### AIM OF THE TASK
Only one stretch of the data below is needed. Output the lines from the one with "The Issues pane" up to and including the one with "The error state", exactly as they stand.

Content starts

PR #153, opened 2026-07-28
fix(issues): recover from a 403 with reconnect + grant-org-access

jiweiyuan:
## What

The Issues pane could wedge on a **403**. A 401 self-heals (drop the token → back to disconnected), but a 403 — a valid token with **no rights to this repo**, usually an org that hasn't authorized termio — left the pane bound-yet-empty with **no way out**.

## Changes

The error state now offers two exits instead of a dead-end `ContentUnavailableView`:

- **Reconnect** — drops the token and re-runs the device flow, so you can approve under a different account (`IssuesPanelModel.reconnect()`).
- **Grant Org Access…** — opens the OAuth app's connections page, where the org grant a bare reconnect *can't* make actually happens; GitHub re-issues the same token without re-prompting for org grants (`GitHubIssueAuth.settingsURL`, `openConnectionSettings()`).

## Test plan

- Bind a private repo in an org that hasn't authorized termio → 403 → the pane shows the actionable zero state (message in red) with both buttons.
- Reconnect switches account; Grant Org Access opens the connections page.

### DIFF
--- a/Sources/termio/Issues/GitHubIssueAuth.swift
+++ b/Sources/termio/Issues/GitHubIssueAuth.swift
@@ -17,6 +17,13 @@ enum GitHubIssueAuth {
             ?? "Ov23lipSynmaEBOQR1cM"
     }
 
+    /// The user's connections page for this OAuth app — where org access is
+    /// granted. A 403 on a private repo is usually an org that hasn't authorized
+    /// termio, and reconnecting alone won't fix it; the grant happens here.
+    static var settingsURL: URL {
+        URL(string: "https://github.com/settings/connections/applications/\(clientID)")!
+    }
+
     // MARK: Keychain
 
     private static let service = "sh.termio.app.issues"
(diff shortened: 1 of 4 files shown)


jiweiyuan:
## Review verdict: Request changes

- **Medium — all non-401 failures are presented as organization-access failures.** `IssuesPanelModel.swift:143-148` preserves only an error string for every failure other than 401, while `IssuesView.swift:234-249` consequently offers **Reconnect** and **Grant Org Access** for network failures, decoding errors, 404s, 5xx responses, and rate limiting. GitHub can return 403 for rate limits too, where those recovery actions are wrong. Preserve structured error/recovery state and show these actions only for an access-related failure; generic failures need Retry.

Checks that passed:

- A 401 still calls `disconnect()`.
- `reconnect()` deletes the stored token before entering device flow.
- `settingsURL` uses the same environment-overridable `clientID` as device flow and the documented `/settings/connections/applications/:client_id` route.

Content ends

### RESPONSE AREA
The Issues pane could wedge on a **403**. A 401 self-heals (drop the token → back to disconnected), but a 403 — a valid token with **no rights to this repo**, usually an org that hasn't authorized termio — left the pane bound-yet-empty with **no way out**.

## Changes

The error state now offers two exits instead of a dead-end `ContentUnavailableView`:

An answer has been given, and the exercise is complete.